- [Data for this task]:
● ● ●

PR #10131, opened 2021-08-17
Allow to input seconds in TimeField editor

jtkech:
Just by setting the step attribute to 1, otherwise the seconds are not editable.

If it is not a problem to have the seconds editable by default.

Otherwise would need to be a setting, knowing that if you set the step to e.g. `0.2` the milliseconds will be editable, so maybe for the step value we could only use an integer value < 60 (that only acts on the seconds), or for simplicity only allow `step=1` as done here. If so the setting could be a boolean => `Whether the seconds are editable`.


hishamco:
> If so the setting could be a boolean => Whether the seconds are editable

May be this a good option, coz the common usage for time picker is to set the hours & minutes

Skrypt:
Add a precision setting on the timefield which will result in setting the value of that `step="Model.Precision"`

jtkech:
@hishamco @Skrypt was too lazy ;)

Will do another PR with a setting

● ● ●

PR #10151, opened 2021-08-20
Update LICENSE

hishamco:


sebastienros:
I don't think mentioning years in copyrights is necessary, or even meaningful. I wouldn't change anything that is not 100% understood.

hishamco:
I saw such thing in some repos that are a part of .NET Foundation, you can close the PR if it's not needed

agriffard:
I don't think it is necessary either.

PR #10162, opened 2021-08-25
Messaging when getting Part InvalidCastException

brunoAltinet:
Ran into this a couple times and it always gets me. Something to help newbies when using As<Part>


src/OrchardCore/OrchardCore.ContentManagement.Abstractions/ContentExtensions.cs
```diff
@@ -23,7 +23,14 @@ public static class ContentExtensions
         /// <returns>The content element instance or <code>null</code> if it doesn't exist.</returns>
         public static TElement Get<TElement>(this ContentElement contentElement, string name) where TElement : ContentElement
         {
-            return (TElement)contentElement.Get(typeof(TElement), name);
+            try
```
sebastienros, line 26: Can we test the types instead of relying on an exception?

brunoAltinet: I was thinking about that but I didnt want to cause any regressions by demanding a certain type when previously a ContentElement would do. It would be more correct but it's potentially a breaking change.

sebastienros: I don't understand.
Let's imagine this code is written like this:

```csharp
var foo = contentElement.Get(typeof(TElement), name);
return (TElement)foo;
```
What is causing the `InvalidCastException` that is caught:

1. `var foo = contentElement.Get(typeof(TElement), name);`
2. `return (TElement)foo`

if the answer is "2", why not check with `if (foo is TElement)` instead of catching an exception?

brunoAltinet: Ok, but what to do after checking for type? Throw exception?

● ● ●

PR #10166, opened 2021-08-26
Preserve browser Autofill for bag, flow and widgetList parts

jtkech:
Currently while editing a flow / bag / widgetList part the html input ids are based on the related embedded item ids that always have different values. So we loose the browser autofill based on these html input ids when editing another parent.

● ● ●

- [Requirement]: Using the entries above, give back exactly the line containing "PR #10131, opened 2021-08-17", the line containing "Will do another PR with a setting", and every line between them, and nothing else.

- [Finished exercise]:
PR #10131, opened 2021-08-17
Allow to input seconds in TimeField editor

jtkech:
Just by setting the step attribute to 1, otherwise the seconds are not editable.

If it is not a problem to have the seconds editable by default.

Otherwise would need to be a setting, knowing that if you set the step to e.g. `0.2` the milliseconds will be editable, so maybe for the step value we could only use an integer value < 60 (that only acts on the seconds), or for simplicity only allow `step=1` as done here. If so the setting could be a boolean => `Whether the seconds are editable`.


hishamco:
> If so the setting could be a boolean => Whether the seconds are editable

May be this a good option, coz the common usage for time picker is to set the hours & minutes

Skrypt:
Add a precision setting on the timefield which will result in setting the value of that `step="Model.Precision"`

jtkech:
@hishamco @Skrypt was too lazy ;)

Will do another PR with a setting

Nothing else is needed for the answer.